商業都市 [1]
Last Update:2004.12.4
青く広がる草原、商人や冒険者が通る街道、ところどころに点在する大木。
空を見上げれば雲が流れ、その雲の間からは太陽の光がそそぎこむ。一見すれば平和でのどかな風景である。


その草原の一角、街道の外れ。
冒険者の姿をした一人の少年―――近くに妖精を伴っている―――を、戦士と思われる男が数人、取り囲んでいる。
だが、屈強な男達に囲まれても少年は全く動じず、男達を睨み付けるような表情をしている。
顔色一つ変えず、何も言おうとしない少年の態度にたまりかねた男の一人が口を開く。

「改めて言うけどよ、ぶつかって置いて礼もなしか?兄ちゃんよぉ。」

少年に問いかけるが、それでも少年は何も言おうとはせず、表情も変えない。
そんな少年に、先程とは別の男が

「かたくなに黙り込んでいても解決する問題でもないんだぜ?」

と言うのだが、以前少年は沈黙を守り、口を開こうとはしない。

「・・・はぁ。全く、魔剣士って奴は自分勝手なのが多くてかなわんぜ。」

また別の男がやれやれ、と言った様子でぼそりと呟く。
それを聞いた少年の表情が―――ほんの一瞬ではあるが―――変わった。
少年は一瞬大きく目を見開いたが、やがて「仕方ないな」という仕草を見せて

「わかった、俺が悪かったよ。じゃあな。」

と言って、男達の間を通り、街道へ向かって歩いていく。
厄介事はごめんだ―――そう思い、男達との距離を離すために足を早めようとした、刹那。


(!!)

後方から感じた殺気に、少年は反射的に右へ跳ぶ。
見ると、つい先程まで立っていた地面は『何か』によってえぐられていた。

「まだ話は終わってないぜ、兄ちゃん。 ・・・いや、伝説の魔剣『ラグナロク』の所持者、カイン=ルシリアさんよ。」

先程までカインと呼ばれた少年を囲んでいた男達は既に剣を抜いている。
カインは逃げられないことを悟り、舌打ちした。

「やっぱり魔狩人魔剣士(ハンター)ハンター 魔剣士(ハンター) 、か・・・」
「お見通し、ってわけか。流石だな。」
「伊達に100年は生きてないんでね。」

言いながら、カインは腰につけていた2本の剣を抜き、構える。
その動作を見るやいなや、男達は一斉にカインに襲いかかった。


男達の力任せの攻撃を、カインは流れるように弾き返していく。
振り下ろされてくる剣や斧などの武器を一方の剣で弾き、もう一方の剣で攻撃を繰り出す。
しかし、なにぶん男達の数が多く、2本目の剣での攻撃をなかなか通すことが出来ない。
絶えず流れるように動くことで攻撃をかわしているが、やはり人数の都合、いつ捕らえられても不思議ではない。
攻撃を弾き返す中、不意に後ろから先程と同じ強烈な殺気、そして魔力を感じ取った。

「カイン、後ろ!」

傍らにいた妖精が叫ぶ。その声を聞いたカインは反射的に横へ跳ぶ。
一拍置いて、強烈な衝撃波がカインがさっきまで立っていた地面を地表を巻き込みながら突き進んでいく。
先程の殺気と、えぐられた地面もこの衝撃波のものだろう、と彼は悟った。
衝撃波の飛んできた方向を向くと、先程のやりとりで3番目に発言をした男が、身の丈ほどの大剣を構えている。

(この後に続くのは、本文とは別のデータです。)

PR #52, opened 2015-10-02
Fixed graphite.py formatting.

mafagafogigante:
This file had varying indentation levels.
There was also an unused local.


brian-brazil:
Thanks!

PR #54, opened 2015-10-02
WIP: Text format parser for Python

brian-brazil:
@beorn7 Would you mind taking a peek at this to see if I've missed anything major? Main code is in parser.py, the rest is surrounding changes for this to make sense and have the right data structures.

The motivation is that Zalando's Zmon has a partial implementation of the text parser, so I'd like to offer them an official option.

「魔法の刻印、風の魔力・・・ ふうん、あなたも魔剣士なのね。」

妖精は不満そうに男を睨む。その様子を見て、男は豪快に笑い出した。

「世の中には剣だけで魔剣士稼業やってるってバケモンもいるが・・・
基本的には魔には魔をだからな。魔法剣がないとこの稼業、とてもじゃないがやってられんと思うがね。」
「まぁ、事実その通りではあるけどな。」

カインは再度剣を構え、衝撃によって吹っ飛ばされた男達の方向へと向き直る。
元からこういう戦いをしてきているのだろう、男達にはさほどダメージはなさそうだった。
再度集団で襲いかかってくる男達の攻撃を双剣で弾きながら、飛んでくる衝撃波をかわしていく。
その都度男達は吹っ飛ぶのだが、見事な受け身で直ぐに立ち直り、再び攻撃をしかけてくる。
かなり荒っぽい戦闘だが、チームワークはかなりのものであろう。

「どうしたどうしたぁ!まさか魔法が使えないんじゃねぇだろうなぁ!」

なおも飛んでくる衝撃波を跳んでかわし、カインは乱れた息を整えながら、男達に向き直る。

「魔法を使えないわけじゃない・・・」

カインは構え直した剣に魔力を込めていく。
再び、男達がカインに向かって走り出す。しかし、カインは動こうとはしない。
魔力を帯び始めた双剣は、数秒もしないうちに強い光を放ち始める―――

「俺は『見えない魔法』を使ってただけだ。」

その言葉と共に、剣に凝縮された魔力は、呪文がスイッチとなり、カインの双剣を中心に『魔力の刃』が形成されていく。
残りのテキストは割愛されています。